China Illustrata is the 1667 published book written by the Jesuit Athanasius Kircher (1602–1680) that compiles the 17th-century European knowledge on the Chinese Empire and its neighboring countries. The original Latin title is Athanasii Kircheri e Soc. Jesu China monumentis, qua sacris qua profanis, nec non variis Naturae et artis spectaculis, aliarumque rerum memorabilium argumentis illustrata, auspiciis Leopoldi primi, Roman. Imper. Semper augusti Munificentissimi Mecaenatis.

Author and publisher 
Athanasius Kircher was a polymath who published around 40 major works in the field of both the humanities and the sciences. He was based at the Jesuits' College in Rome, where he had access to many reports that Chinese-based missionaries sent back to the Jesuits' administrative offices. The accessibility to essential material, as well as Kircher's vast interest in Chinese language and culture, gave the impulse to present the unknown East in one comprehensive volume of 237 pages. The scholar was therefore considered an expert on China, although he had never visited the country.

Kircher's regular publisher, a printing house in Amsterdam run by Janssonius van Waesberge and Elizer Weyerstraten, produced the first copy of his work. In the same year another publisher named Jacob van Meurs brought out a copy of the text. Both editions are almost identical with the same content, pagination, and illustrations.

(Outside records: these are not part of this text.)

PR #958, opened 2021-10-08
Deprecate BlockManagerInterface

core23:
## Subject

I am targeting this branch, because this interface is not used anywhere.

## Changelog

```markdown
### Deprecated
- Deprecate `Sonata\BlockBundle\Model\BlockManagerInterface`
```

### DIFF
--- a/src/Model/BlockManagerInterface.php
+++ b/src/Model/BlockManagerInterface.php
@@ -17,6 +17,8 @@ use Sonata\Doctrine\Model\ManagerInterface;
 use Sonata\Doctrine\Model\PageableManagerInterface;
 
 /**
+ * @deprecated since sonata-project/block-bundle 4.x, to be removed in 5.0.
+ *
  * @phpstan-template T of object
  * @phpstan-extends ManagerInterface<T>
  */


composer.json
```diff
@@ -53,6 +52,7 @@
         "phpstan/phpstan": "^0.12.29",
         "phpstan/phpstan-symfony": "^0.12.10",
         "psalm/plugin-symfony": "^2.0",
+        "sonata-project/doctrine-extensions": "^1.10.1",
```
VincentLanglet: Can we remove totally the dependency ? If not, will we be able to do it in next major ?

core23: We still need this for phpstan / psalm, because it is imported in the deprecated class.

VincentLanglet: Ok, so we're be able to remove the dependancy in the next major ; should we add a reminder ?

VincentLanglet (dismissed):

composer.json
core23: I'll do this once the dev-kit job merges this to the 5.x branch

jordisala1991:
https://github.com/search?q=org%3Asonata-project+BlockManagerInterface&type=code

This interface is used on SonataPageBundle

core23:
> This interface is used on SonataPageBundle

But there is no usage and implementation in *this* project. We should move the interface to the `SonataPageBundle`.

VincentLanglet (approved):

VincentLanglet (changes requested):
After more thought I'm not sure about removing the doctrine-extensions from the require section.
Someone using the BlockManagerInterface will have the project crashing if he didn't required the doctrine-extensions package. And he has no reason to do it since it doesn't use it directly...

I feel like it safer to keep it in the require section for this major

core23:
> After more thought I'm not sure about removing the doctrine-extensions from the require section.
> Someone using the BlockManagerInterface will have the project crashing if he didn't required the doctrine-extensions package. And he has no reason to do it since it doesn't use it direct

That's a problem for all optional dependencies we have....

IMHO there are only two case for someone using the `BlockManagerInterface`:
- they should either use the `SonataPageBundle` (which requires the optional dependency) 
- there is a custom project implementation for the interface. This project should then require the `sonata-project/doctrine-extensions` inside the `composer.json` file

VincentLanglet:
> > After more thought I'm not sure about removing the doctrine-extensions from the require section.
> > Someone using the BlockManagerInterface will have the project crashing if he didn't required the doctrine-extensions package. And he has no reason to do it since it doesn't use it direct
> 
> That's a problem for all optional dependencies we have....

The issue here is that `doctrine-extensions` wasn't considered as an optional dependency before.
Changing his state from `required` to `optional` is the BC-break I point out.
I don't think it's an issue to keep it in the require section until we remove the dependency... is it ?

> IMHO there are only two case for someone using the `BlockManagerInterface`:
> 
> * there is a custom project implementation for the interface. This project should then require the `sonata-project/doctrine-extensions` inside the `composer.json` file

Dunno what others @sonata-project/contributors thinks about this BC-break.
But if we accepts this, it should be at least in the changelog/upgrade section.

jordisala1991:
> > > After more thought I'm not sure about removing the doctrine-extensions from the require section.
> 
> > > Someone using the BlockManagerInterface will have the project crashing if he didn't required the doctrine-extensions package. And he has no reason to do it since it doesn't use it direct
> 
> > 
> 
> > That's a problem for all optional dependencies we have....
> 
> 
> 
> The issue here is that `doctrine-extensions` wasn't considered as an optional dependency before.
> 
> Changing his state from `required` to `optional` is the BC-break I point out.
> 
> I don't think it's an issue to keep it in the require section until we remove the dependency... is it ?
> 
> 
> 
> > IMHO there are only two case for someone using the `BlockManagerInterface`:
> 
> > 
> 
> > * there is a custom project implementation for the interface. This project should then require the `sonata-project/doctrine-extensions` inside the `composer.json` file
> 
> 
> 
> Dunno what others @sonata-project/contributors thinks about this BC-break.
> 
> But if we accepts this, it should be at least in the changelog/upgrade section.
> 
> 

My main concern would be about providing the required migration path for other bundles using this class before declaring it deprecated.

core23:
> My main concern would be about providing the required migration path for other bundles using this class before declaring it deprecated.

There is no migration path, because this bundle does not provide any implementation for this method.

This [PR](https://github.com/sonata-project/SonataPageBundle/pull/1369) adds the interface to the only bundle that is implementing the interface.

composer.json
```diff
@@ -25,7 +25,6 @@
         "doctrine/common": "^2.7.1 || ^3.0",
         "psr/cache": "^1.0 || ^2.0 || ^3.0",
         "sonata-project/cache": "^2.0",
-        "sonata-project/doctrine-extensions": "^1.10.1",
```
VincentLanglet: Please review @sonata-project/contributors 

Does moving a require to a require-dev is a BC-break ?

core23: Ping @sonata-project/contributors

dmaicher: I don't think we should cover this under our BC promises. If someone is relying on this package then they need to require it explicitly, or?

VincentLanglet: But here you may need it without relying on this package directly.
If you were using Sonata\BlockBundle\Model\BlockManagerInterface, you'll need the dependency.

core23: Move this to a new PR: https://github.com/sonata-project/SonataBlockBundle/pull/971

VincentLanglet (approved):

Reception and significance  

Kircher himself had never been to China, but compiled the oral and written reports of former Jesuit missionaries to publish a summary of the knowledge on China and Tibet collected by Europeans in the 17th century. At that time China Illustrata was successful and got translated into Dutch (1668), English (1669) and French (1670) shortly after the Latin original had been published in 1667. The English version awakened great interest in China and inspired numerous further English publications on far Eastern travels and discoveries.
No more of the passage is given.